Task objective => Print the data that follows exactly as it stands, from its first line through the line containing "- [x] Typings require reiteration", and stop there.

Data shown =>
PR #189, opened 2020-02-28
KK-277 | Child page event listing

jpsalo:
Draft notes:
- [ ] There's a bunch of TODOs which don't affect the functionality but will be resolved before merge
- [ ] Image is mercilessly resized to 200x200 for now
- [x] Typings require reiteration
- [x] It's mobile first but not mobile-optimized
- [ ] event duration determines occurrence duration - now it's hard-coded to 30 minutes
- [ ] calendar icon is missing
- [ ] enrolments return past events but it will be fixed in the backend
- [ ] tests for empty list cases are missing

localhost_3000_fi_profile_child_Q2hpbGROb2RlOjliODJiOTQxLWZlMWMtNGQwMy1hMTU4LWZmOTM5YmI3NWIwNw== (1)


.env.development
```diff
@@ -1,2 +1,2 @@
-REACT_APP_API_URI="https://kukkuu.test.kuva.hel.ninja/graphql"
```
midori0507: Uhm maybe no, keep it currently

package.json
```diff
@@ -69,6 +69,7 @@
     "test": "react-scripts test --watchAll=false",
     "test:debug": "react-scripts --inspect-brk test --runInBand --no-cache"
   },
+  "proxy": "http://localhost:8081",
```
midori0507: why this one defined here ?

src/common/components/card/card.module.scss
```diff
@@ -0,0 +1,90 @@
...
+    align-items: center;
+    margin: 0;
+    padding: 0;
+  }
+  background: $white;
+  & + & {
+    margin-top: 20px;
+  }
+  margin: 0 -1rem;
+  padding: 1rem 1rem;
```
midori0507: just padding: 1rem  ? 😄

src/common/components/card/card.module.scss
```diff
@@ -0,0 +1,90 @@
...
+  }
+  >:last-child {
+    margin-bottom: 0;
+  }
+  margin: 20px 0;
+}
+
+.end {
+  @include respond-above(sm) {
+    margin-right: 20px;
```
midori0507: be careful with duplicated free value like this, we discussed yesterday

src/domain/child/queries/ChildQueries.ts
```diff
@@ -40,6 +40,63 @@ export const childByIdQuery = gql`
...
+              }
+            }
+          }
+        }
+      }
+      availableEvents {
+        edges {
+          node {
+            id
+            translations {
```
badrange: you can get the name directly here if you have an up to date backend
No need to fiddle with translations!

src/common/components/card/Card.tsx
```diff
@@ -0,0 +1,67 @@
...
+  primaryActionText,
+  title,
+}) => {
+  const { t } = useTranslation();
+
+  return (
+    <div className={styles.wrapper}>
+      <div className={styles.start}>
+        {/* TODO: alt, size */}
+        <img src={image} alt={'alt'} width="200" height="200" />
```
badrange: For mobile I don't think you need to define the width, you can just let it fill the screen? 

And if you don't define height either you can allow the editors to choose the image aspect ratio (not sure if that is a good idea)

.env.development
```diff
@@ -1,2 +1,2 @@
...
+REACT_APP_API_URI="ttps://kukkuu.test.kuva.hel.ninja/graphql"
```
badrange: I think an H is missing :D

Written solution =>
PR #189, opened 2020-02-28
KK-277 | Child page event listing

jpsalo:
Draft notes:
- [ ] There's a bunch of TODOs which don't affect the functionality but will be resolved before merge
- [ ] Image is mercilessly resized to 200x200 for now
- [x] Typings require reiteration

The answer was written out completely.